# F150 Supercrew Mild SQ build



## deviate2112 (Jul 29, 2010)

*Today was officially my first day of what will be a simple SQ set up in my 2006 F150 Supercrew. I received the final piece of the puzzle Friday. I say "Start" because it's going to take me a few weeks to install culminating with my good friend Shane coming in to visit from Atlanta the first week of December. 
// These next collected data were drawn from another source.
Issue #4753, opened 2021-01-14
Upgrade boto to boto3


rhysyngsun:
`boto` is unmaintained and hasn't been updated in over 2 years. It's also now caused the warning
```
/usr/local/lib/python3.7/site-packages/boto/plugin.py:40
  /usr/local/lib/python3.7/site-packages/boto/plugin.py:40: DeprecationWarning: the imp module is deprecated in favour of importlib; see the module's documentation for alternative uses
    import imp
```

The `imp` module has been deprecated since python 3.4 and is scheduled for remove in python 3.10 ([see PEP 594](https://www.python.org/dev/peps/pep-0594/#imp)).

There is some usages in pearson code which we _probably_ don't need anymore. Please verify this w/ Peter and if so we can probably also remove the pearson code as a pre-req.

pdpinch:
Which Pearson code in particular uses boto?

arslanashraf7:
@pdpinch I was able to take an initial look at this and it seems that we are using `boto` in our `ExamDataAuditor` class of Pearson. e.g.

- `exam/pearson/audit` https://github.com/mitodl/micromasters/blob/master/exams/pearson/audit.py

Other indirect usages are associated with either tests of audit class or the usages of `ExamDataAuditor`.

arslanashraf7:
Looks like the code containing boto usage might be removed in another legacy code removal PR https://github.com/mitodl/micromasters/pull/4765/files#diff-050dcae6dde23195d90b4f02491429cf2cd2a8d13c4406bddc867906b29660acL5. Putting this on hold till that PR is finalized after which we can decide if we will need to proceed with this or not.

System will consist of a Alpine CDA-117 HU, HAT's new Unity components, Massive-Audio NX5 and a bunch of FatMat deadener. I'm going to be building/modifying a center console subwoofer cabinet for (2) 10" woofers and still integrate the armrest. ...I say today was the start, I ran my power through the firewall and along the middle of the cab, built and painted my amp board, took out the rear seat of the truck where everything will be mounted. I'm also planning on building some tweeter pods out of some pvc to mount up and back on my dash. 
I'm be posting as I move along with the process. Tomorrow I think I'm going to start on the tweeter pods..trip to Home Depot...one question I have in regards to the tweeter position...should they be aimed at me or away...I guess that's on axis of off...I'm a bit of a noob when it comes to that. 





































*


----------



## silversound (Feb 5, 2010)

Gonna be a nice set up, keep the pictures coming


----------



## ecbmxer (Dec 1, 2010)

What are those woofers in the pic? They look beefy!


----------



## deviate2112 (Jul 29, 2010)

ecbmxer said:


> What are those woofers in the pic? They look beefy!
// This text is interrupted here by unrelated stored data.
Issue #389, opened 2024-09-24
[doc] Issue in "Create downstream clusters" - Duplicate label


peteingithub:
Create downstream clusters:

https://documentation.suse.com/suse-edge/3.0/html/edge/quickstart-elemental.html#create-downstream-clusters

```
INET=`ip addr show dev eth0 | grep "inet\ "`
elemental-register **--label "network=$INET" \
   --label "network=$INET"** /oem/registration
 ```

PR #449, opened 2024-10-03
elemental-quickstart fixes

hardys:
Fixes: #389


atanasdinov (dismissed):

jdob (dismissed):

rdoxenham:
I don't actually think this makes sense at all given that we're not using the `/oem/` path, as that's for Elemental Teal

hardys:
> I don't actually think this makes sense at all given that we're not using the `/oem/` path, as that's for Elemental Teal

I did wonder about that - do we just remove the `/oem/registration` or is the labelling itself not relevant?  (sorry not had time to dig into the details yet)

hardys:
> Agreed, I think the whole section can be removed.

Ok now removed, and I noticed the Rancher version needed updating

atanasdinov (approved):

rdoxenham (approved):

jdob (approved):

They are beefy...they are from a DIY home subwoofer that started life as a Polk audio dual 10's in a sealed box with a 1000W partsexpress amp...I'll look closer to see if there's a brand or model..I don't remember where I got them...7 or so years ago...There are just what I had laying around...I'll see how they sound but new subs weren't in the budget


----------



## deviate2112 (Jul 29, 2010)

*I got some decent work done today..got my back wall Phat Matted..I also consulted with my buddy and we are going to forgo the tweeter pods and try and keep the tweets as close to the mids as possible. here are a couple pics of the deadener. *









My little helper



























This was my first time working with Fat Matt product...I must say it was a piece of cake...I started out using my Heat gun but quickly went to a Hair Dryer and that worked great!


----------



## bigbubba (Mar 23, 2011)

Gonna keep an eye on this. I have an '03 F150 HD supercrew I'm looking to do a stealth install this coming Spring.


----------



## deviate2112 (Jul 29, 2010)

bigbubba said:


> Gonna keep an eye on this. I have an '03 F150 HD supercrew I'm looking to do a stealth install this coming Spring.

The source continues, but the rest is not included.